The 135th Assault Helicopter Company “lost a lot of people, but we never forgot them,” said Fred Dunaway, who commanded the unit.
One of them — Terry Mezera — is being remembered Tuesday by a fellow crew member and that man’s country.
Killed on Jan. 16, 1971, Mezera posthumously will receive the Unit Citation for Gallantry awarded by the Australian government’s governor-general.
Jim Shaw, a member of the Royal Australian Navy Helicopter Flight Vietnam unit, will present the ribbon to Mezera’s family, including his parents Frank and Betty, at 1 p.m. Tuesday at VFW Post 305.
“Terry was very proud of what he did, and we were very proud of him,” said World War II Navy veteran Frank from the home he shares with Betty on Eau Claire’s north side.

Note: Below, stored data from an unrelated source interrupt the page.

Issue #54, opened 2026-05-16
wait_for_text: expose risk_band_warned: bool in WaitForTextResult for clients that don't subscribe to log notifications


tony:
**Type:** enhancement · **Tier:** deferred · **Tool:** `wait_for_text`

## Problem

When `wait_for_text` polls a pane near `history-limit`, it emits a one-shot `ctx.warning()` notification: "wait_for_text correctness is best-effort here. For deterministic synchronization use wait_for_channel." That warning routes through MCP client notifications. Some clients, stdio bridges, and programmatic callers do not surface those notifications to the agent or caller that receives the final tool result.

The current `WaitForTextResult` reports `found`, `matched_lines`, `pane_id`, and `elapsed_seconds`, but it does not include a structured indication that polling entered the history-limit risk band. The caller can therefore receive `found=True` or `found=False` without knowing that the answer was best-effort.

## Proposed fix

Add a structured field to `WaitForTextResult`:

```python
class WaitForTextResult(BaseModel):
    found: bool = ...
    matched_lines: list[str] = ...
    pane_id: str = ...
    elapsed_seconds: float = ...
    risk_band_warned: bool = Field(
        default=False,
        description=(
            "True if polling entered the history-limit trim-risk band "
            "at any point during the wait. Indicates wait_for_text's "
            "match result is best-effort; compose tmux wait-for -S "
            "with wait_for_channel for deterministic authored-command "
            "completion."
        ),
    )
```

The flag is already tracked inside `wait_for_text` as `warned_risk_band`, which gates the one-shot warning. Surface that value in the returned model.

## Trade-offs

- This is an additive public response-model field. The project is still `0.1.x`, but once shipped it should be treated as part of the tool contract.
- Tests should extend `test_wait_for_text_warns_in_history_limit_risk_band` and `test_wait_for_text_warns_when_already_in_risk_band` to assert `result.risk_band_warned is True`, and representative non-risk-band tests should assert the default is `False`.
- Docs and CHANGES should mention that the structured field mirrors the notification for clients that do not subscribe to or expose log messages.

## Why this remains separate

- #50 covers a state/capture race inside `wait_for_text`.
- #51 covers opt-in same-row matching.
- #52 covers polling pressure and adaptive backoff.
- #53 covers `wait_for_content_change` lifecycle parity.
- #60 proposes a new non-blocking observation primitive.
- #61 is the umbrella architecture issue.

[...]

PR #100, opened 2026-07-22
Fix wait_for_text's blind spot and bound every wait

tony:
## Summary

- **Fix a blind spot that made the tool useless for its own headline case.** `wait_for_text` anchored one row *below* where the cursor sat when the call began — and on a quiescent pane that is exactly where the next line of output lands, because the cursor sits at the end of the prompt. A daemon printing a single `ready` line could not be matched at all: the wait burned its whole budget and then reported that the pane had been silent. The anchor now lands on that row, and the row's pre-existing content is suppressed by value instead of by index, so carriage-return spinners and single-line status updates become matchable too.
- **Bound every wait, and let the caller see the bound.** `LIBTMUX_MCP_WAIT_MAX_SECONDS` (30 s default, clamped to `[1, 120]`) caps `wait_for_text`, `wait_for_channel` and `run_command`. An over-large `timeout` is clamped rather than rejected, and the result reports what was actually enforced — the agent learns the policy from the result instead of from a failed call.
- **Replace `pattern: str` with `patterns: list[str] | None`, and add `stop`.** `patterns=null` waits for any new output, subsuming the removed `wait_for_content_change`. A `stop` list ends the wait in milliseconds on a known failure marker instead of burning the budget.
- **Make the result explain itself.** One `outcome` enum replaces a scatter of booleans, alongside which entry fired, whether anything new was written, whether the match was text already on screen at entry, and a byte-bounded tail. A timeout now distinguishes "the command never ran" from "output arrived and did not match" from "a pager owned the pane".
- **Stop waits hanging, leaking, or reporting a result they did not get.** A wedged tmux could hang the process and Ctrl-C indefinitely; a cancelled call left its tmux child running for the rest of its timeout; a retried or batched wait could exceed its own ceiling; and `wait_for_channel` reported success when the tmux server shut down without ever signalling, because `tmux wait-for` exits 0 for both.
- **Make failures name what failed.** A missing dependency, an unresolvable pane target, and the client behind a bad argument were all reported without naming the thing at fault.

### `src/libtmux_mcp/tools/pane_tools/wait.py`

The core. Entry-row anchoring with content-based suppression of pre-existing text, `patterns`/`stop` handling, the alternate-screen guard, and every tmux call spawned as a deadline-bounded async subprocess rather than reaching tmux through a worker thread.

### `src/libtmux_mcp/_wait_policy.py`, `server.py`

The ceiling policy, resolved from the environment and injected at tool-registration time, mirroring the existing history-default pattern. `server.py` also fails at startup rather than silently dropping the `is_caller` agent-context instructions when the MCP instruction budget is tight, while still degrading gracefully for pathological runtime values.

### `_utils.py`, `middleware.py`, `batch_tools.py`, `wait_for_tools.py`

The `self-bounded` tag and its enforcement: excluded from readonly retry, rejected per-operation by every batch wrapper, and applied to `wait_for_channel` and `run_command` as well as `wait_for_text`. `wait_for_channel` gains the liveness re-probe that distinguishes a signal from a server that went away.

### `models.py`, `state.py`

`WaitForTextResult` reshaped around the `outcome` enum; `ContentChangeResult` removed. `_PaneState` gains `alternate_on`, tolerant of older tmux that omits the field.

### `prompts/recipes.py`, docs

The `interrupt_gracefully` recipe no longer treats a `^C` echo as evidence that a program survived SIGINT — the terminal echoes it on delivery either way, so the marker fired on the success path and the recipe's next step is escalation. It now brackets the interrupt with `get_pane_info` and trusts `pane_current_command`. A new **Waiting** topic covers which wait to reach for, how the "is this new" predicate works, and what a wrong pattern costs.

## Design decisions

- **Thread-free, not just timeout-bounded.** A private `ThreadPoolExecutor` with `shutdown(wait=False)` was considered and rejected: `concurrent.futures.thread._python_exit` joins every pool worker untimed regardless, so no thread-based arrangement survives a wedged tmux at interpreter exit. Only owning a killable subprocess does.
- **Kill-then-cancel-then-bounded-reap.** The textbook `wait_for(communicate())` then `kill()` then `await wait()` deadlocks when a wedged tmux's grandchild still holds the stdout pipe. The reader task is torn down first and the final reap is time-boxed; the loop's child watcher reaps the pid regardless.
- **Suppress the entry row by content, not by index.** Skipping the row by index is what created the blind spot. Filtering it by the text that was on it at entry keeps stale paint from matching while letting genuinely new text on the same row through. Verified in both directions: a broad pattern still does not match the shell prompt that was already there.
- **A stale match does not end the wait.** `matched_at_entry` is known before the poll loop starts, so returning immediately looks like free latency. It would break the commonest agent loop — run, wait for marker, re-run, wait for the same marker — so the wait holds out for a fresh occurrence and says so in the result.
- **The ceiling bounds the agent's turn, not the transport.** The original rationale was that a long wait stalls the shared MCP connection. It does not: the wait tools await throughout and FastMCP serves the connection concurrently — measured, a tool awaiting 6 s served 58 interleaved calls at a 3.4 ms median, against exactly one at 6014 ms for a control that blocked the event loop. The ceiling is unchanged and still correct, but for the honest reason: MCP gives an agent no way to abandon a call mid-flight.
- **`outcome` as one enum, not three booleans.** The output schema is re-sent on every request, so a field no agent branches on is a permanent token tax.
- **Background tasks were evaluated and rejected.** Both the SEP-1686 shape and the SEP-2663 `fastmcp-tasks` alpha were trialled against this tool. Neither is reachable — no shipping client negotiates the capability — and both drop the numeric progress this tool emits. Recorded in the Waiting topic so it is not re-litigated from intuition.

## Verification

No caller pattern reaches a tmux format string — tmux treats `#` and `}` structurally, so an ordinary regex quantifier would corrupt field parsing:

```
rg -n 'C/|display-message.*\{pattern' src/libtmux_mcp/tools/pane_tools/wait.py
```

Nothing on the wait path reaches tmux through a thread:

```
rg -n 'to_thread\(|subprocess\.run\(' src/libtmux_mcp/tools/pane_tools/wait.py
```

The removed tool and its result model are gone as symbols:

```
rg -n '^\s*(def|class)\s+(wait_for_content_change|ContentChangeResult)\b' src/ docs -g '!_build'
```

## Test plan

- [x] `uv run ruff format --check .`, `uv run ruff check .`, `uv run mypy` clean
- [x] `uv run pytest --reruns 0` green with flake-masking reruns disabled
- [x] `just build-docs` succeeds; removing the `wait-for-content-change` page leaves no broken refs
- [x] CI green across the full tmux matrix — 3.2a, 3.3a, 3.4, 3.5, 3.6 and master — so the grid arithmetic is not validated against one tmux only
- [x] `test_wait_for_text_sees_the_entry_cursor_row` — a bare line, an unterminated prompt, a trailing-line case and a carriage-return rewrite all match on the entry row; two controls pin the other direction
- [x] `test_wait_for_text_does_not_match_the_prompt_on_the_entry_row` — the falsifier: a broad pattern must not self-match the prompt that was already on the row
- [x] `test_wait_for_text_waits_for_a_fresh_occurrence` — a stale match on screen does not short-circuit the wait
- [x] `test_wait_path_uses_no_worker_threads` — the wait path spawns no threads
- [x] `test_wait_tools_do_not_block_event_loop` — the loop survives a genuinely wedged tmux; mutation-tested to fail if a blocking spawn returns
- [x] `test_wait_for_text_bounds_every_tmux_call` — every spawned tmux call is deadline-bounded
- [x] `test_wait_for_channel_detects_a_vanished_server` — a clean `kill-server` and a SIGTERM are both reported as errors, with a live-server control that must still succeed
- [x] `test_wait_resolver_matches_the_canonical_resolver` — the wait's private resolver agrees with `_utils._resolve_pane` on precedence and on the exception a miss raises
- [x] A wedged tmux lets the process exit promptly, and under SIGINT, where the prior code hung indefinitely
- [x] Native pane resolution verified equivalent to libtmux across all `wait_for_text` targeting cases, including the linked-window `MultipleObjectsReturned` trap
- [x] Verified end to end over a real MCP stdio session and through a real CLI agent, with the mutation asserted independently against the target tmux socket rather than trusting the agent's report


tony:
### Code review

Found 6 issues (1 confirmed by repro):

1. Cancelling a wait orphans the in-flight tmux child. The cancellation lands at `await asyncio.wait({task}, ...)`, which does not cancel `task`; the `except asyncio.CancelledError` only guards the synchronous `task.result()` below it, so `_kill_and_reap` never runs. I reproduced it against a wedged tmux: `CancelledError propagated in 0.00s` but `ORPHANED fake-tmux alive: 1`, and the leaked child re-introduces the interpreter-shutdown hang this PR set out to fix. The window is largest under a wedged tmux — exactly the target scenario. Wrap the `await asyncio.wait(...)` in `try/except CancelledError` (or `try/finally`) that reaps. (bug)

https://github.com/tmux-python/libtmux-mcp/blob/6bd82ce873e454038b066273e7fd5e175000f75a/src/libtmux_mcp/tools/pane_tools/wait.py#L238-L252

2. `interrupt_gracefully` passes `stop=["^C", ...]` with `regex=True`. As a regex, `^C` is start-anchored `C`: `re.search("^C", "^C")` is `False` (it never matches the literal `^C` echo it targets) and `re.search("^C", "Compiling")` is `True` (it false-fires `outcome="stopped"` on any line starting with `C`). Escape it (`\^C`) or drop `regex=True` for that marker. (bug)

https://github.com/tmux-python/libtmux-mcp/blob/6bd82ce873e454038b066273e7fd5e175000f75a/src/libtmux_mcp/prompts/recipes.py#L166-L171

3. `build_dev_workspace` step 5 tells the agent `wait_for_text(patterns=null)` confirms "a vim splash screen," but this PR's alternate-screen guard suppresses matching while `alternate_on` and returns `outcome="alternate_screen"`, `found=False`. vim uses the alternate screen, so the stated guarantee is now false. (bug)

https://github.com/tmux-python/libtmux-mcp/blob/6bd82ce873e454038b066273e7fd5e175000f75a/src/libtmux_mcp/prompts/recipes.py#L138-L143

4. The `wait_for_text` docstring tells the agent the result reports `suppressed_stale_match`, but no such field exists — the shipped field is `matched_at_entry`. (stale doc on a changed line)

https://github.com/tmux-python/libtmux-mcp/blob/6bd82ce873e454038b066273e7fd5e175000f75a/src/libtmux_mcp/tools/pane_tools/wait.py#L517-L520

5. The same docstring states "Alternate screen / pagers are not handled ... this tool does not detect it," which contradicts the alternate-screen handling this PR adds. (stale doc on a changed line)

https://github.com/tmux-python/libtmux-mcp/blob/6bd82ce873e454038b066273e7fd5e175000f75a/src/libtmux_mcp/tools/pane_tools/wait.py#L588-L592

6. The poll-loop comment still says the tmux reads are "blocking subprocess calls" pushed to "the default executor," but this PR makes the path a native async subprocess with no executor and no thread — the comment describes the code it replaced. (stale comment on a changed line)

https://github.com/tmux-python/libtmux-mcp/blob/6bd82ce873e454038b066273e7fd5e175000f75a/src/libtmux_mcp/tools/pane_tools/wait.py#L712-L716

tony:
### Code review

Found 3 issues (re-checked against the current, rebased branch):

1. Cancelling a wait can orphan the in-flight tmux child. The `except asyncio.CancelledError` only wraps `task.result()`, not the `await asyncio.wait({task}, timeout=budget)` above it. When the MCP client hangs up mid-wait, cancellation almost always lands on that `asyncio.wait` call, so `_kill_and_reap` is skipped and the tmux subprocess (and its `communicate()` future) leaks -- the exact teardown this PR set out to guarantee.

https://github.com/tmux-python/libtmux-mcp/blob/29934119541df083a2ba99ce7197826dfbb380ff/src/libtmux_mcp/tools/pane_tools/wait.py#L238-L254

2. The `wait_for_text` docstring says alternate-screen panes are not detected, but this PR detects them. The Notes section states "this tool does not detect it," while the PR adds `state.alternate_on` handling that returns `outcome="alternate_screen"`. The agent-facing docs now understate the tool's behavior.

https://github.com/tmux-python/libtmux-mcp/blob/29934119541df083a2ba99ce7197826dfbb380ff/src/libtmux_mcp/tools/pane_tools/wait.py#L589-L594

3. The docstring references a field that no longer exists. It reports a stale entry match via `suppressed_stale_match`, but this PR renamed that field to `matched_at_entry` in `models.py`, and `suppressed_stale_match` appears nowhere else in the codebase.

https://github.com/tmux-python/libtmux-mcp/blob/29934119541df083a2ba99ce7197826dfbb380ff/src/libtmux_mcp/tools/pane_tools/wait.py#L517-L520

Generated with [Claude Code](https://claude.ai/code)

tony:
### Code review

Found 5 issues:

1. `run_command` honours the wait ceiling but is not tagged `TAG_SELF_BOUNDED`, so batches can still multiply it. This PR adds `effective_timeout = min(timeout, _wait_ceiling_seconds())` to `run_command`, putting it in the same class as `wait_for_text` and `wait_for_channel` — both of which were given `TAG_SELF_BOUNDED` so `batch_tools._get_allowed_tool_tier` rejects them per-operation. `run_command` is still registered with `tags={TAG_MUTATING}` alone, so `call_mutating_tools_batch` / `call_destructive_tools_batch` accept it, and `MAX_BATCH_OPERATIONS` of them run serially with no aggregate deadline — up to 1000x the ceiling. That is exactly the multiplication the `wait_for_tools.py` rationale describes.

https://github.com/tmux-python/libtmux-mcp/blob/3a95d898b84ac997fd5416c7012137b8c0133177/src/libtmux_mcp/tools/pane_tools/__init__.py#L93-L97

2. Still open from the first review round: `interrupt_gracefully` passes `stop=["^C", "Interrupt"]` with `regex=True`. As a regex, `^C` is start-anchored `C` — `re.search("^C", "^C")` is `False`, so it never matches the literal `^C` echo it targets, and `re.search("^C", "Compiling")` is `True`, so it false-fires `outcome="stopped"` on any line starting with `C`. Escape it (`\^C`) or drop `regex=True` for that marker.

https://github.com/tmux-python/libtmux-mcp/blob/3a95d898b84ac997fd5416c7012137b8c0133177/src/libtmux_mcp/prompts/recipes.py#L167-L172

3. `WaitForTextResult.risk_band_warned` is removed but not documented under `### Breaking changes` (AGENTS.md says "Buried breaking changes — they get their own subheading at the top of the entry"). The field was added for #54 precisely because "clients that do not surface MCP warning notifications can still detect that matching was best-effort" — `wait.py` still computes `warned_risk_band` but no longer returns it, so those clients lose that signal silently. The unreleased breaking-changes section covers only the `patterns` rename and the `wait_for_content_change` removal.

https://github.com/tmux-python/libtmux-mcp/blob/3a95d898b84ac997fd5416c7012137b8c0133177/CHANGES#L8-L24

4. The `wait_for_channel` comment says it mirrors `wait_for_text`, which this PR made false. Commit f62de4e rewrote the `wait_for_text` path to native `asyncio` subprocesses specifically because a thread blocked in libtmux's untimed `Popen.communicate()` cannot be cancelled and hangs interpreter shutdown. `wait_for_channel` still uses `asyncio.to_thread(subprocess.run, ...)` — the pattern that commit removed — directly under a comment claiming it mirrors the rewritten one.

https://github.com/tmux-python/libtmux-mcp/blob/3a95d898b84ac997fd5416c7012137b8c0133177/src/libtmux_mcp/tools/wait_for_tools.py#L173-L182

5. `RunCommandResult.effective_timeout` is cited with `{class}` instead of `{attr}` in CHANGES (AGENTS.md says "attributes use `{attr}`"). Precedent in the same file: `` {attr}`~libtmux_mcp.models.SessionInfo.active_pane_id` ``.

https://github.com/tmux-python/libtmux-mcp/blob/3a95d898b84ac997fd5416c7012137b8c0133177/CHANGES#L76-L78

Generated with [Claude Code](https://claude.ai/code)

tony:
### Code review

Fresh pass over the six commits since the last review (`3a95d89..dd33e4d`). The five findings from that round are all genuinely fixed — I re-verified each, including that the emitted recipe marker is `\^C` (single backslash, matches literal `^C`, not `Compiling`) and that `run_command` is now rejected by all three batch wrappers.

Found 2 issues:

1. The new breaking-change entry ships migration advice that does not detect what it claims to. It offers `outcome == "timeout" and not matched_at_entry` as the "closest substitute" for the removed `risk_band_warned`, in a copyable `# Before` / `# After` block. But `warned_risk_band` is set from `state.history_size >= risk_floor` on any poll tick, independent of how the wait ends — so a wait that *matches* while polling through the trim-risk band is never flagged (the check requires `outcome == "timeout"`), an ordinary timeout on a pane nowhere near its history limit is flagged falsely, and panes with `history_limit == 0` skip the risk-band check entirely while still satisfying the substitute. Suggest saying plainly that there is no result-field equivalent and pointing at the warning notification and `wait-for-channel`, rather than offering a check that does not correlate.

https://github.com/tmux-python/libtmux-mcp/blob/dd33e4d3039ba7df8813ea0bef22010717d4953f/CHANGES#L45-L62

2. Cancelling a wait still orphans the in-flight tmux child. Third round flagging this one, so noting it is still verbatim unchanged at head rather than re-arguing it: `await asyncio.wait({task}, timeout=budget)` on line 239 sits outside the `try:`, which opens on line 247 and guards only `task.result()`. A client hanging up mid-wait lands its cancellation on the `asyncio.wait` far more often than on the synchronous `task.result()`, so `_kill_and_reap` is skipped and the tmux subprocess leaks — the interpreter-shutdown hang this PR set out to remove. Wrapping the `await asyncio.wait(...)` in the same `try` (or a `try/finally` that reaps) closes it.

https://github.com/tmux-python/libtmux-mcp/blob/dd33e4d3039ba7df8813ea0bef22010717d4953f/src/libtmux_mcp/tools/pane_tools/wait.py#L237-L254

Below the reporting threshold but still open, both in `wait.py` and both flagged in earlier rounds: the docstring Notes section still says alternate screen / pagers "are not handled" and "this tool does not detect it", and the poll-loop comment still describes pushing blocking reads to "the default executor" — three lines below a docstring stating nothing runs on a worker thread.

Generated with [Claude Code](https://claude.ai/code)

Terry Mezera, a 1967 North High School graduate, arrived in Vietnam in March 1970 and officially began his tour of duty on April 2, 1970, serving with the 135th AHC.
Organized at Fort Hood, Texas, in February 1967, the 135th deployed to Vietnam that October, according to its website. RAN Helicopter Flight Vietnam was assigned to the company, and the unit became known as the Experimental Military Unit, or EMU, for short.
On Jan. 16, 1971, Mezera was piloting a U.S. Army helicopter flying in support of the 5th Special Forces when the aircraft was shot down in Cambodia.
The crew included American and Australian service members, including Shaw, but the 21-year-old Mezera was the only casualty.
Over the years, Shaw, Geoff Jones, who also was on the helicopter, and other members of the 135th kept in touch with Mezera’s family, including his youngest sister, Pam Nesbit of Fall Creek.
In a June 1, 2018 post, the HueyVets — EMU Facebook page announced the 135th AHC was to receive the Unit Citation for Gallantry.
“It’s pretty awesome if you ask me,” said Dunaway, who lives in Biloxi, Miss. His wife alerted Nesbit.
“They went through a lot,” Nesbit said of the members of the 135th. “When they tell the stories, you can see the pain on their faces, you can tell how the war affected them.”
She was 13 when her 21-year-old brother was killed. Their brother, Mark, also served in the U.S. Air Force during the Vietnam era.
“It makes me feel proud they are recognizing them, including my brother,” said Nesbit of Terry.
Jones was the crew chief on the helicopter that Mezera was piloting that day more than 47 years ago.
“He was a lot fun,” Jones said, recalling how the pair would wrestle together. “It was hard to lose him.”
While Jones survived the helicopter crash, he was shot. Speaking from his home in Petaluma, Calif., he said he recently got his ribbon from the Australians.
“Terry did a good job,” Jones said. “I’m glad he is getting the recognition he deserves.”
So is his mother.
“He wanted to serve, and he wanted to be a pilot,” she said of her oldest son, whose photo is on display in her living room. (Nesbit has her brother’s medals on display in a shadow box in her home.) “He was hooked from day 1.”
Even though her son loved being a pilot and he made the men who flew with him feel safe, Betty prayed he would return to Eau Claire. However, when a priest appeared at their door, she knew her worst fears had been realized.
“I guess when your time is up, it’s up,” she said. “But, you expect your kids to live longer than you do.”